Program ini bekerja sebanding dengan Politeknik ATI Makassar, melalui beasiswa setara Diploma 1 untuk pengembangan kompetensi generasi muda di area kawasan timur Indonesia. Hal ini ditujukan agar generasi muda memiliki keterampilan juga kompetensi untuk bersaing di area lingkungan ekonomi kerja, yang disertai puluhan partisipan dari berbagai area seperti Kaltim, Papua, Papua Barat, Ternate, serta Nusa Tenggara Timur (NTT).
“Periode pertama ada 49 partisipan kegiatan beasiswa lembaga pendidikan vokasi industri, yang difasilitasi Pupuk Kaltim pada kegiatan studi Teknik Kelistrikan kemudian Teknik Pengelasan. Seluruhnya ditempa serta disiapkan menjadi generasi yang mana andal kemudian produktif pada bidangnya,” ucap Soesilo diambil dari keterangan tertulis, Awal Minggu (14/10/2024).
Soesilo menjelaskan lembaga pendidikan vokasi juga upaya Pupuk Kaltim memperkuat perubahan struktural bidang usaha perusahaan di menghadapi era Volatility, Uncertainty, Complexity dan juga Ambiguity (VUCA), yang tersebut diimplementasikan melalui pengembangan kapasitas penduduk agar siap masuk dunia kerja.

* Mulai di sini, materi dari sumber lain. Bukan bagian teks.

Issue #311, opened 2022-08-31
Default Materialization Table Names


dyaffe:
**Problem** 
I was just on a call with a client and got some confirmation that our current requirement for typing out every single binding name within a materialization is _extremely_ painful.  

Every time that I've attempted to create a materialization or a client has, the user has desired it was defaulted for them.

**Proposal**
We should default names when creating a materialization to everything after the last `/`.  That seems to be the desired state for all of them.

travjenkins:
This is now complete.

PR #397, opened 2022-12-02
resource-config: set collection-name on annotated field

mdibaiee:
## Changes

- Automatically fill in field marked with `x-collection-name` with last piece of collection name

## Tests

Tested locally

## Issues

#311 

## Content

N/A

## Screenshots

image

### DIFF
--- a/src/components/collection/ResourceConfigForm.tsx
+++ b/src/components/collection/ResourceConfigForm.tsx
@@ -1,6 +1,7 @@
 import { materialCells } from '@jsonforms/material-renderers';
 import { JsonForms } from '@jsonforms/react';
 import { StyledEngineProvider } from '@mui/material';
+import { cloneDeep } from 'lodash';
 import { useEffect, useRef } from 'react';
 import { setDefaultsValidator } from 'services/ajv';
 import { custom_generateDefaultUISchema } from 'services/jsonforms';
@@ -21,6 +22,8 @@ type Props = {
     readOnly?: boolean;
 };
 
+const COLLECTION_NAME_ANNOTATION = 'x-collection-name';
+
 function ResourceConfigForm({ collectionName, readOnly = false }: Props) {
     const name = useRef(collectionName);
 
@@ -28,7 +31,7 @@ function ResourceConfigForm({ collectionName, readOnly = false }: Props) {
     const resourceConfig = useResourceConfig_resourceConfig();
     const setConfig = useResourceConfig_setResourceConfig();
 
-    const formData = resourceConfig[collectionName].data;
+    let formData = resourceConfig[collectionName].data;
 
     const resourceSchema = useResourceConfig_resourceSchema();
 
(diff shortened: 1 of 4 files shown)


travjenkins (changes requested):
This creates an infinite loop. Do not merge this. I'll take a look at it.

travjenkins (approved):
Switched the approach to setting the `default` property in the schema. This allows `ajv` to set the value once it makes it into `jsonForms`.

Please test and make sure this is still working as expected for you.

Also... I am assuming we're taking the approach that only a single field should ever have this annotation.

src/components/collection/ResourceConfigForm.tsx
```diff
@@ -50,10 +50,40 @@ function ResourceConfigForm({ collectionName, readOnly = false }: Props) {
...
+                    ([_, value]) =>
+                        value && Annotations.defaultResourceConfigName in value
+                ) ?? [];
+
+            // Try to fetch the key
+            return collectionNameField[0];
+        }
+
+        return null;
+    }, [resourceSchema.properties]);
```
travjenkins, line 68: This chunk isn't _too_ heavy but since we don't need to recalculate it often decided to move this into a stand alone memo.

src/components/collection/ResourceConfigForm.tsx
```diff
@@ -50,10 +50,40 @@ function ResourceConfigForm({ collectionName, readOnly = false }: Props) {
...
+        if (collectionNameFieldKey) {
+            // Add a default property set to the stripped collection name
+            const response = cloneDeep(resourceSchema);
+            response.properties[collectionNameFieldKey].default =
+                stripPathing(collectionName);
+            return response;
+        }
+
+        return resourceSchema.properties;
+    }, [collectionName, collectionNameFieldKey, resourceSchema]);
```
travjenkins, line 81: Make a memo of the schema which will either be the normal schema or one with the injected default value.

src/index.tsx
```diff
@@ -24,7 +24,10 @@ import AppProviders from './context';
 
 initGoogleTagManager();
 initLogRocket();
+
+// Setup immer
 enableMapSet();
+setAutoFreeze(false);
```
travjenkins, line 30: This allows AJV to more easily manipulate the data being passed to it. Related to this change but one I have been eyeing for a while so made it here.

src/services/ajv.ts
```diff
@@ -30,6 +32,7 @@ export const addKeywords = (ajv: any) => {
     ajv.addKeyword('advanced'); // Should be collapsed by default (over ridden if section contains required fields)
     ajv.addKeyword('order'); // Used to order the fields in the UI
     ajv.addKeyword('x-oauth2-provider'); // Used to display OAuth
+    ajv.addKeyword('x-collection-name'); // Used to default name in resource configs
```
travjenkins, line 35: We keep all custom annotations in here so we can keep them all documented together.

kiahna-tucker (approved):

Rencana ini dilaksanakan dengan komposisi materi link and match, terdiri dari bekal teori hingga praktik dunia lapangan usaha dalam Pupuk Kaltim.
Melalui acara ini, putra putri di area kawasan timur Indonesia dapat memiliki kesempatan lebih besar luas untuk terjun secara langsung meningkatkan kapasitas sesuai keperluan industri, sehingga kedepan mampu meningkatkan daya saing dengan bekal yang tersebut didapat selama pendidikan.
Para kontestan pun memperoleh ijazah setara Diploma 1 dan juga sertifikat profesi dari BNSP, setelahnya dinyatakan kompeten berdasarkan hasil uji kompetensi jelang kelulusan.
“Selain itu para partisipan juga mendapatkan Sertifikat Praktik Kerja Industri (Prakerin) dari Pupuk Kaltim, sebagai bentuk pengakuan telah terjadi mengikuti institusi belajar selama waktu yang mana ditentukan,” lanjut dia.
Melihat efektivitas program, Pupuk Kaltim pun kembali membuka beasiswa lembaga pendidikan vokasi bidang di dalam 2023, untuk jenjang setara Diploma 1 serta Diploma 3 dengan total 60 peserta. Untuk Diploma 1, Pupuk Kaltim kembali bekerjasama dengan Politeknik ATI Makassar pada inisiatif studi Teknik Pengelasan.